▶ Directions for this task: Each record must be printed exactly as given.

▶ Data for analysis:

PR #1773, opened 2023-11-25
task done

RomanSoproniuk:


src/main/java/core/basesyntax/MainApp.java
```diff
@@ -1,5 +1,13 @@
...
 
 public class MainApp {
-
+    public static void main(String[] args) {
+        Machine[] machine = { new Excavator(), new Bulldozer(), new Truck() };
+        int count = 0;
+        while (machine.length > count) {
+            machine[count].doWork();
+            machine[count].stopWork();
+            count++;
```
Sanderfuck, line 10: Just use for each loop instead of this

Sanderfuck (changes requested):

src/main/java/core/basesyntax/MainApp.java
RomanSoproniuk: I don't understand what i should to do, what i should change

RomanSoproniuk: use "for", not a while?

src/main/java/core/basesyntax/Truck.java
```diff
@@ -0,0 +1,14 @@
...
+    public void doWork() {
+        System.out.println("Truck start work");
+    }
+
+    @Override
+    public void stopWork() {
+        System.out.println("Truck stop work");
+    }
+}
+
```
okuzan, line 14:
```suggestion
```

okuzan (approved):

▶ Result of the exercise:
PR #1773, opened 2023-11-25
task done

RomanSoproniuk:


src/main/java/core/basesyntax/MainApp.java
```diff
@@ -1,5 +1,13 @@
...
 
 public class MainApp {
-
+    public static void main(String[] args) {
+        Machine[] machine = { new Excavator(), new Bulldozer(), new Truck() };
+        int count = 0;
+        while (machine.length > count) {
+            machine[count].doWork();
+            machine[count].stopWork();
+            count++;
```
Sanderfuck, line 10: Just use for each loop instead of this

Sanderfuck (changes requested):

src/main/java/core/basesyntax/MainApp.java
RomanSoproniuk: I don't understand what i should to do, what i should change

RomanSoproniuk: use "for", not a while?

src/main/java/core/basesyntax/Truck.java
```diff
@@ -0,0 +1,14 @@
...
+    public void doWork() {
+        System.out.println("Truck start work");
+    }
+
+    @Override
+    public void stopWork() {
+        System.out.println("Truck stop work");
+    }
+}
+
```
okuzan, line 14:
```suggestion
```

okuzan (approved):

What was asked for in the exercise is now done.